Example Question #377 : Calculus 3

Determine the cross product \displaystyle \overrightarrow{a}\times\overrightarrow{b}, if \displaystyle \overrightarrow{a}=9\widehat{j} and \displaystyle \overrightarrow{b}=3\widehat{j}

Possible Answers:

\displaystyle 0

\displaystyle 12\widetilde{k}

\displaystyle 27\widetilde{k}

\displaystyle -12\widetilde{k}

\displaystyle -27\widetilde{k}

Correct answer:

\displaystyle 0

Explanation:

The cross product of two vectors is a new vector. In order to find the cross product, it is useful to know the following relationships between the directional vectors:

\displaystyle \widehat{i}\times\widehat{j}=\widehat{k};\widehat{j}\times\widehat{i}=-\widehat{k}

\displaystyle \widehat{j}\times\widehat{k}=\widehat{i};\widehat{k}\times\widehat{j}=-\widehat{i}

\displaystyle \widehat{k}\times\widehat{i}=\widehat{j};\widehat{i}\times\widehat{k}=-\widehat{j}

\displaystyle \widehat{i}\times\widehat{i}=\widehat{j}\times\widehat{j}=\widehat{k}\times\widehat{k}=0

Note how the sign changes when terms are reordered; order matters!

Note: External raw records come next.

PR #347, opened 2023-01-30
[MANOPD-84029] Status of resources

alexarefev:
### Description
Installation/upgrade procedure doesn't fail on `deploy.plugins` task if the retries are exceeded for the following resources:
* `DaemonSet`
* `Deployment`
* `StatefulSet`
* `ReplicaSet`

### Solution
* Add exception in `expect_` methods in `plugins` module

### How to apply
Not applicable

### Test Cases

**TestCase 1**
Check if the fix works

Test Configuration:

- Hardware: 4CPU/4GB
- OS: Ubuntu 20.04
- Inventory: MiniHA

Steps:

1. Run installation procedure. At least one predefined plugin must be enabled and it should not have enough time to run its main resource (one of the following: `DaemonSet`, `Deployment`, `StatefulSet`, `ReplicaSet`)

Results:

| Before | After |
| ------ | ------ |
| Success | Fail with exception |

### Checklist
- [x] Integration CI passed

#### Unit tests

### DIFF
--- a/kubemarine/resources/configurations/globals.yaml
+++ b/kubemarine/resources/configurations/globals.yaml
@@ -52,7 +52,7 @@ pods:
       retries: 30
     plugins:
       timeout: 5
-      retries: 30
+      retries: 45
   critical_states:
     - Error
     - ErrImagePull
--- a/kubemarine/resources/configurations/globals.yaml
+++ b/kubemarine/resources/configurations/globals.yaml
@@ -52,7 +52,7 @@ pods:
       retries: 30
     plugins:
       timeout: 5
-      retries: 360
+      retries: 30
   critical_states:
     - Error
     - ErrImagePull
--- a/kubemarine/resources/configurations/globals.yaml
+++ b/kubemarine/resources/configurations/globals.yaml
@@ -52,7 +52,7 @@ pods:
       retries: 30
     plugins:
       timeout: 5
-      retries: 45
+      retries: 360
   critical_states:
     - Error
     - ErrImagePull
--- a/kubemarine/plugins/__init__.py
+++ b/kubemarine/plugins/__init__.py
@@ -253,6 +253,7 @@ def expect_replicaset(cluster: KubernetesCluster,
 
     raise Exception('In the expected time, the ReplicaSets did not become ready')
 
+
 def expect_statefulset(cluster: KubernetesCluster,
                        statefulsets_names: List[str] or List[Dict[str, str]],
                        timeout: int = None,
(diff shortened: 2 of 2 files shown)


kubemarine/resources/configurations/globals.yaml
```diff
@@ -52,7 +52,7 @@ pods:
       retries: 30
     plugins:
       timeout: 5
-      retries: 30
+      retries: 45
```
n549, line 55: Probably it's better to increase number of retries more significantly, for example, to 360 (so that the waiting time was up to  a half an hour). This should cover most cases with long starting of pods (calico-node, for example).

alexarefev: Done

n549 (approved):

andrewluckyguy (approved):
Verified by QA for 'expect_daemonset' method

kubemarine/resources/configurations/globals.yaml
```diff
@@ -52,7 +52,7 @@ pods:
       retries: 30
     plugins:
       timeout: 5
-      retries: 30
+      retries: 360
```
ilia1243, line 55: Just a point to think of. Do we expect different time to become ready for different OOB plugins? If yes, we could specify timeout or retries in the defaults.yaml for the `expect` installation procedure directly, for example:
```yaml
        - expect:
            pods:
              list:
                - coredns
                - calico-kube-controllers
                - calico-node
              retries: 360
```

ilia1243: Also I'd like to warn that unsuccessful installation will become not friendly, as it will hang the Kubemarine run for half an hour.

kubemarine/resources/configurations/globals.yaml
ilia1243: If we expect different time to become ready for different OOB plugins, then we could specify timeout or retries in the defaults.yaml for the `expect` installation procedure directly, for example:
```yaml
        - expect:
            pods:
              list:
                - coredns
                - calico-kube-controllers
                - calico-node
              retries: 360
```

ilia1243: Though, even in this case, I'd like to warn that unsuccessful installation will become not friendly, as it will hang the Kubemarine run for half an hour, even if it is technically clear that the pods will never be ready after very smaller time period.

koryaga: Let's have 45 for now. 360 looks too ambisious.

koryaga (approved):

ilia1243 (approved):

PR #367, opened 2023-02-22
[PSUPCLPL-11680] adjust plugins and nodes timeouts

n549:
### Description
Need to do the following improvements:
1. Add a separate timeout for expectation of daemonsets/deployments/replicasets/statefulsets readyness (now we have only one timeout pods.expect.plugins which is used for all of them and for pods).
2. Set higher default timeout for expectation of calico-node pods.
3. Add more sense in exception messages when daemonsets/deployments/replicasets/statefulsets/pods have not got ready within given timeouts (how to override default values of timeouts/retries).
4. Make some global timeouts configurable (nodes.ready, nodes.boot.defaults.timeout).

Fixes # (issue)
PSUPCLPL-11680
PSUPCLPL-11836
PSUPCLPL-11876

### Solution
1. New global parameter is introduced:
```
deployments:
  expect:
    timeout: 5
    retries: 30
```
which defines default values for `timeout` and `retries` in expectation of deployments/daemonsets/replicasets/statefulsets.

2. Increased number of retries in `expect.pods` for calico-node in defaults.yaml.

3. Exception messages in expect_* are updated.

4. New section `globals: {}` in cluster.yaml is introduced. It has the similar structure to `globals.yaml`, but user can override only these parameters. Now these are allowed:
```
globals:
  nodes:
    ready:
      timeout: 10
      retries: 50
    boot:
      timeout: 1000
```
Other parameters (for example, deployment or pods timeouts) can also be allowed if necessary.

Log messages in corresponding procedures are also updated with information about timeouts.

### How to apply
-

### Test Cases
1. Deploy k8s cluster with new parameters in cluster.yaml, for example:
```
node_defaults:
  username: "ubuntu"
  keyfile: "/home/nat/.ssh/shift-test.key"
  ready_timeout: 3
  ready_retries: 57
  boot_timeout: 876
```
ER: cluster is deployed successfully.

2. Try to add a node to the cluster from step 1.
ER: the node is added successfully, in debug.log there is a message like:
```
DEBUG [__init__.wait_for_nodes] Waiting for new kubernetes nodes to become ready, 57 retries every 3 seconds
```

3. Try to reboot nodes in the cluster.
ER: the nodes rebooted successfully, in debug log there is a message like:
```
VERBOSE [group._await_rebooted_nodes] Trying to connect to nodes, timeout is 876 seconds...
```

### Checklist
- [ ] Integration CI passed

#### Unit tests

### DIFF
--- a/kubemarine/core/group.py
+++ b/kubemarine/core/group.py
@@ -630,8 +630,7 @@ class NodeGroup:
     def _await_rebooted_nodes(self, timeout=None, initial_boot_history: NodeGroupResult = None) -> _HostToResult:
 
         if timeout is None:
-            # boot_timeout is set for all nodes, so we can take any node's boot_timeout
-            timeout = self.cluster.inventory['nodes'][0].get('boot_timeout', self.cluster.globals['nodes']['boot']['defaults']['timeout'])
+            timeout = int(self.cluster.inventory['globals']['nodes']['boot']['timeout'])
 
         delay_period = self.cluster.globals['nodes']['boot']['defaults']['delay_period']
 
@@ -680,7 +679,7 @@ class NodeGroup:
                 time.sleep(delay_period - attempt_time)
 
         if left_nodes:
-            self.cluster.log.verbose("Failed to wait for boot of nodes %s. Try to increase boot_timeout parameter in node_defaults: https://github.com/Netcracker/KubeMarine/blob/main/documentation/Installation.md#node_defaults" % list(left_nodes.keys()))
+            self.cluster.log.verbose("Failed to wait for boot of nodes %s" % list(left_nodes.keys()))
         else:
             self.cluster.log.verbose("All nodes are online now")
 
--- a/kubemarine/core/group.py
+++ b/kubemarine/core/group.py
@@ -630,7 +630,8 @@ class NodeGroup:
     def _await_rebooted_nodes(self, timeout=None, initial_boot_history: NodeGroupResult = None) -> _HostToResult:
 
         if timeout is None:
-            timeout = self.cluster.globals['nodes']['boot']['defaults']['timeout']
+            # boot_timeout is set for all nodes, so we can take any node's boot_timeout
+            timeout = self.cluster.inventory['nodes'][0].get('boot_timeout', self.cluster.globals['nodes']['boot']['defaults']['timeout'])
 
         delay_period = self.cluster.globals['nodes']['boot']['defaults']['delay_period']
 
@@ -642,6 +643,8 @@ class NodeGroup:
         left_nodes = self.nodes
         results: _HostToResult = {}
         time_start = datetime.now()
+
+        self.cluster.log.verbose("Trying to connect to nodes, timeout is %s seconds..." % timeout)
 
         # each connection has timeout, so the only we need is to repeat connecting attempts
         # during specified number of seconds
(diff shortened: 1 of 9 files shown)


kubemarine/core/group.py
```diff
@@ -677,7 +680,7 @@ def _await_rebooted_nodes(self, timeout=None, initial_boot_history: NodeGroupRes
                 time.sleep(delay_period - attempt_time)
 
         if left_nodes:
-            self.cluster.log.verbose("Failed to wait for boot of nodes %s." % list(left_nodes.keys()))
+            self.cluster.log.verbose("Failed to wait for boot of nodes %s. Try to increase boot_timeout parameter in node_defaults: https://github.com/Netcracker/KubeMarine/blob/main/documentation/Installation.md#node_defaults" % list(left_nodes.keys()))
```
ilia1243, line 683: This is misleading when removing of offline nodes. Such check have different timeout of 30 seconds and is currently not configurable.

kubemarine/plugins/__init__.py
```diff
@@ -439,7 +439,7 @@ def expect_pods(cluster, pods, namespace=None, timeout=None, retries=None,
             cluster.log.debug(running_pods_stdout)
             time.sleep(timeout)
 
-    raise Exception('In the expected time, the pods did not become ready')
+    raise Exception('In the expected time, the pods did not become ready. Try to increase number of retries in expect.pods: https://github.com/Netcracker/KubeMarine/blob/main/documentation/Installation.md#expect-pods')
```
ilia1243, line 442: This will be misleading if the method is invoked from `kubernetes.wait_for_any_pods`. In that case the timeout is not configurable.

kubemarine/core/group.py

Scalar values (the numerical coefficients) multiply through, e.g:

\displaystyle r\widehat{i}\times s\widehat{j}=(rs)\widehat{k}

With these principles in mind, we can calculate the cross product of our vectors \displaystyle \overrightarrow{a}=9\widehat{j} and \displaystyle \overrightarrow{b}=3\widehat{j}

\displaystyle \overrightarrow{a}\times \overrightarrow{b}=(27(0))\widehat{k}=0

It may go without saying that these two vectors are parallel (afterall, both go strictly in the j-direction), and so the cross product is zero.

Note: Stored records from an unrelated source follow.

PR #371, opened 2023-03-01
[PSUPCLPL-11899] kubemarine/kubernetes/__init__.py

### LINKED ISSUE #363: KubeMarine should check if the 'services.kubeadm.networking.podSubnet' option is a valid IPv4 or IPv6 network.
I think, it should work.
There is a small addition. It's out of current scope, but connected to it.
KubeMarine should check if the 'services.kubeadm.networking.podSubnet' option is a valid IPv4 or IPv6 network.

_Originally posted by @alexarefev in https://github.com/Netcracker/KubeMarine/pull/360#pullrequestreview-1305098232_

nikhil1697:
### Solution
The code change first retrieves the podSubnet and serviceSubnet IP addresses from the inventory dictionary using dictionary get methods. It then attempts to create an IP network object using the ipaddress.ip_network method and the retrieved IP address.

If the IP address is not valid, an exception is raised and a ValueError is raised with a message indicating the invalid IP address. Otherwise, if the IP address is valid, the version of the IP network is checked to ensure it is either version 4 or 6.
Fixes #363 

### Test Cases

**TestCase 1**

Below ipv4 and ipv6 were used to check the improvement,

Valid IPv4 Subnets:                                                                          
192.168.0.0/16
10.0.0.0/8
172.16.0.0/12

Invalid IPv4 Subnets:
192.168.256.0/24 (invalid octet value)
10.0.0.0/33 (invalid prefix length)
172.31.0.0 (missing prefix length)

Valid IPv6 Subnets:

2001:db8: 1234::/48 (network address contains only 48 bits with room for 16 more bits to address hosts)
2001:db8:85a3::/64 (standard IPv6 subnet size)
2001:db8:85a3:0:0:8a2e:370:7334/128 (specifies a single IPv6 address with no room for hosts)

Invalid IPv6 Subnets:

(fe80:/64 (missing address value)
2001:db8:85a3::8a2e:370:7334/64 (host address is specified in the network address field, leaving no room for hosts)
2001:db8:85a3:0:0:8a2e:370:7334/120 (prefix length is less than 128, leaving room for hosts but not enough to specify the address itself)

Steps:

1. In cluster.yaml file add podSubnet value in under services as below and provide required "podSubnet" value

Example Question #378 : Calculus 3

Determine the cross product \displaystyle \overrightarrow{a}\times\overrightarrow{b}, if \displaystyle \overrightarrow{a}=2\widehat{i}-6\widehat{j} and \displaystyle \overrightarrow{b}=\widehat{i}-7\widehat{j}

Possible Answers:

\displaystyle -40\widehat{k}

\displaystyle 20\widehat{k}

\displaystyle -8\widehat{k}

\displaystyle -20\widehat{k}

\displaystyle 44\widehat{k}

Correct answer:

\displaystyle -8\widehat{k}

Explanation:

The cross product of two vectors is a new vector. In order to find the cross product, it is useful to know the following relationships between the directional vectors:

\displaystyle \widehat{i}\times\widehat{j}=\widehat{k};\widehat{j}\times\widehat{i}=-\widehat{k}

\displaystyle \widehat{j}\times\widehat{k}=\widehat{i};\widehat{k}\times\widehat{j}=-\widehat{i}

\displaystyle \widehat{k}\times\widehat{i}=\widehat{j};\widehat{i}\times\widehat{k}=-\widehat{j}

\displaystyle \widehat{i}\times\widehat{i}=\widehat{j}\times\widehat{j}=\widehat{k}\times\widehat{k}=0

Note how the sign changes when terms are reordered; order matters!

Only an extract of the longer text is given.